The artificial intelligence field of deep learning, particularly the field of “large language models”, is trying to determine why programs notoriously fall into errors, often referred to as “hallucinations”.
Google’s DeepMind unit tackled the question in a recent report, framing the issue as a paradox: If a large language model can conceivably “self-correct,” that is, figure out where it went wrong, why doesn’t it give the right answer? To start with?

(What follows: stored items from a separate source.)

Issue #3672, opened 2020-08-25
[Bittrex] Example for v3


appyhour770:
End of life for the v1 api is planned for 9/30/2020 and from this date, only v3 calls will be supported.
=> It will be ideal to have the bittrex-example covering v3 specific use/calls.

matejsp:
PR: https://github.com/knowm/XChange/pull/3722

PR #3722, opened 2020-09-23
[Bittrex v3] migrate examples to bittrex v3

matejsp:
migrate examples to bittrex v3 (closing #3672)

### DIFF
--- a/xchange-examples/pom.xml
+++ b/xchange-examples/pom.xml
@@ -77,7 +77,7 @@
 		<!-- XChange Bittrex exchange support -->
 		<dependency>
 			<groupId>${project.groupId}</groupId>
-			<artifactId>xchange-bittrex</artifactId>
+			<artifactId>xchange-bittrexV3</artifactId>
 			<version>${project.version}</version>
 		</dependency>
 		<!-- XChange CampBX exchange support -->
--- a/xchange-examples/src/main/java/org/knowm/xchange/examples/bittrex/account/BittrexAccountDemo.java
+++ b/xchange-examples/src/main/java/org/knowm/xchange/examples/bittrex/account/BittrexAccountDemo.java
@@ -1,9 +1,11 @@
 package org.knowm.xchange.examples.bittrex.account;
 
 import java.io.IOException;
+import java.util.Collection;
 import java.util.List;
 import java.util.Map;
 import org.knowm.xchange.Exchange;
+import org.knowm.xchange.bittrex.dto.account.BittrexAddress;
 import org.knowm.xchange.bittrex.dto.account.BittrexBalance;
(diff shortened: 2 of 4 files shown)


appyhour770:
Thanks @matejsp for your pull request.
I noticed that the artifact "xchange-bittrexV3" can not be found in maven repositories.
Is it normal ?

matejsp:
Hm ... But it should be used from the parent (aka snapshot version)
https://mvnrepository.com/artifact/org.knowm.xchange/xchange-bittrexV3

matejsp:
[INFO] Building XChange BittrexV3 5.0.3-SNAPSHOT

But the issue is with:
[ERROR] Failed to execute goal on project xchange-btcmarkets: Could not resolve dependencies for project org.knowm.xchange:xchange-btcmarkets:jar:5.0.3-SNAPSHOT: Could not transfer artifact org.powermock:powermock-module-junit4-common:jar:2.0.7 from/to sonatype-oss-public (https://oss.sonatype.org/content/groups/public/): Connection reset -> [Help 1]

https://oss.sonatype.org/content/groups/public/org/powermock/powermock-module-junit4-common/2.0.7/

Seems like just a temp build error.

appyhour770:
Exact and thanks a lot for the support 👍

walec51:
module xchange-bittrexV3 will become the new module xchange-bittrex when its finished so I think that migrating examples now is unnecessary

matejsp:
This patch is exactly that ... Removing xchange-bittrex and migrating dependency to xchange-bittrexV3..

walec51:
you didn't get the point, in the future the current xchange-bittrex should be removed and xchange-bittrexV3 should be renamed to xchange-bittrex

matejsp:
So between now and some time in the future you would prefer wrong sample based on already obsolete v1. And do the same java changes in the future anyway.

Than the alternative to just migrate the sample to v3 (pom + java changes as well) with simple pom change and then in future in do the same rename (back) in pom.xml as well. It will be one line change.

Difference is that users can have a valid sample now ... or they can use a non working and already obsolete one, without wasting two changed lines of code in git ...

walec51:
if xchange-bittrex module is non working and already obsolete then why are we keeping it?

@cymp can you confirm that? 

if xchange-bittrex is unusable then its about time we removed it and renamed xchange-bittrexV3 to xchange-bittrex

cymp:
xchange-bittrex is still usable with v1.1 api, they announced that it will be unplugged on setpember 30th, but it will actually still be usable for at least a month. But on the other hand the v3 now fully works. It really depends on if we want to have the v1.1 be usable with latest xchange version, or leave the legacy users of v1.1 with the solution of using an old version of xchange.

PR #3726, opened 2020-09-26
[Deribit] Update DeribitTradeServiceRaw.java; added edit() for path: /private/edit

Ferdi-135:
Note: First time proposal.
The /private/edit works fine if you don't add the MMP Flag to the Parameters.
I added the other Params only as comments, because I don't need them for my work.
Tested it, works. Much easier than deleting the existing order and placing a new one.
Best regards


timmolter:
Can you see why the unit test is failing?

PR #3728, opened 2020-09-27
[Bitmex-Stream] Relax restriction that currency string must be >= 6 (#1)

Dynamikey:
Raising a PR to get this into the snapshot jar/develop branch. https://github.com/knowm/XChange/pull/3718


Dynamikey:
@badgerwithagun 
@earce

Issue #3729, opened 2020-09-28
Add BRZ on Currency and CurrencyPair class


mileschet:
Hi, 

I wanted to add the brazilian digital token that's a stable coin listed on some exchanges the project support, i've working on some integrations with Bittrex and it would be nice to have on the core project.

Thank you,

walec51:
just do `new Currency("ANY_OTHER_COIN", "BRZ")` in your project

mileschet:
Well the thing is that some exchanges are listing and i have some projects using the lib, including some implementation of connectors using it. do you still think doesn't worth to have on your parent project so i dont have to maintain my own fork ?

PR #3730, opened 2020-09-28
Add BRZ on Currency and CurrencyPair class #3729

mileschet:


walec51:
just do `new Currency("ANY_OTHER_COIN", "BRZ")` in your project

mileschet:
Hi, thank you for the clarification. I have some apps using this library, i really like the library and want to collaborate more, i have 2 "adapters" for exchanges that have not yet being implemented on your lib, both of then have BRZ listed, so it would be nice to me to not have to maintain my own fork of your parent, what can i do to proceed with it ?

mileschet:
Thank you!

Also: 8 Ways to Reduce ChatGPT Hallucinations
Recent AI literature is full of self-correcting ideas, but when you look closer, they don’t really work, argue DeepMind’s scientists.
In the paper “Large Language Models cannt Self-correct Reasoning Yet,” posted on the ArXiv preprint server, Jie Huang and DeepMind colleagues write, “LLMs are not yet capable of self-correcting their reasoning.
Huang and team consider the concept of self-correction not a new thing but a long-standing area of machine learning AI research. Because machine learning programs with large language models like GPT-4 use a form of error correction through feedback, known as back-propagation via gradient descent, they argue that self-correction has long been inherent to the discipline.
Also: Generative AI Oversight: New Software Leadership Roles Emerge
“The concept of self-correction can be traced back to the fundamental principles of machine learning and adaptive systems,” they write. As they note, self-correction has been improved in recent years by asking for feedback from humans interacting with a program, the prime example being OpenAI’s ChatGPT, which used a technique called “reinforcement learning from human feedback”.
The latest development is to use prompts to get a program like ChatGPT to go back over the answers it generated and check that they are correct. Huang and team are questioning studies that claim AI causes generative employment.
Also: With GPT-4, OpenAI opts for security vs disclosure
This includes research One at Irvine this year from the University of CaliforniaAnd another one this year from Northeastern UniversityBoth test large language models on benchmarks for answering such questions Grade-school math word problems.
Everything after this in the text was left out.